今から100年ほど昔の土耳古(トルコ)に留学した若き考古学者・村田の滞在記。村田は、「家守綺譚」の綿貫の友人で、「家守綺譚」にちょっとだけ登場します。

実はトルコは今一番行ってみたい国なのです。来年勤続10年のため1週間ほど休みがもらえるのですが、その際に訪れてみたいと思っています。ヨーロッパとアジアが交わり、独特な文化が発展していて、街並みや色使いも独特。それでいて食べ物が日本人好みの味付けとなれば、行ってみたくなるのも当然でしょう!

本書は100年前の設定ですが、十分にその異文化の雰囲気を感じ取ることができます。下宿先での人間関係など、話は主に身の回りの小さな出来事ばかり。しかし、その分、文化、思考、宗教が異なる人々たちが異国で生活を共にする上での、些細なようで大きな違いが伝わってきます。

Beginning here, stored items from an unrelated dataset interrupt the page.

PR #9889, opened 2025-10-24
Fix flaky test that depends on current minute

mondeja:
This is a test fix.

## Summary

Fix flaky test that depends on current minute number. 

## Context

Sometimes, the Cucumber tests suite fails on GitHub Actions at the scenario `Use site.time variable`. For example, see this run: https://github.com/jekyll/jekyll/actions/runs/17277324576/job/49037269833#step:5:473

I've tracked down the problem and can reproduce it locally executing:

```bash
while bash script/cucumber features/site_data.feature:34; do :; done
```

In one or two minutes at most, the test eventually fails.

It's flaky because it depends on the concordance of the current minute before and after the build. The build takes, in my local environment, from ~150 ms to 1s, so the medium probablity of failure is ~1%.

The fix proposes the usage of a time range with 3 seconds of tolerance. The unused helper functions have been removed.

### DIFF
--- a/features/step_definitions.rb
+++ b/features/step_definitions.rb
@@ -362,8 +362,8 @@ end
 
 #
 
-Then(%r!^I should see today's time in "(.*)" with (\d+) seconds? tolerance$!) do |file, seconds|
-  seconds = seconds.to_i
+Then(%r!^I should see today's time in "(.*)"$!) do |file|
+  seconds = 3
   build_time = Time.now
   content = file_contents(file)
   date_time_pattern = /(\d{4}-\d{2}-\d{2}\s\d+:\d{2}:\d{2})/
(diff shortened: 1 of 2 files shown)


features/step_definitions.rb
```diff
@@ -362,8 +362,22 @@
 
 #
 
-Then(%r!^I should see today's time in "(.*)"$!) do |file|
-  step %(I should see "#{seconds_agnostic_time(Time.now)}" in "#{file}")
+Then(%r!^I should see today's time in "(.*)" with (\d+) seconds? tolerance$!) do |file, seconds|
+  seconds = seconds.to_i
```
mattr-: I think five seconds is a perfectly valid amount of tolerance that doesn't need configuration and we can simply hard code that here. Thoughts? We could even lower the allowed time to something like 2 or 3 seconds.

```suggestion
  seconds = 5
```

mattr- (approved):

互いに友情を深め合う異国人たちですが、最後に小さくない出来事=戦争が起こってバラバラに。個人同士が憎しみあっているわけじゃないのに、国が、歴史が、互いに戦うことへと導いていくのです。なぜ戦わなければならないのだろう・・・。そのために失われた尊いものの数々に胸が痛くなりました。

「私は人間である。およそ人間に関わることで私に無縁なことは一つもない」

みんなが少しずつ他人に対し配慮と遠慮を持てば、この世から争いごとがなくなるのにと強く感じました。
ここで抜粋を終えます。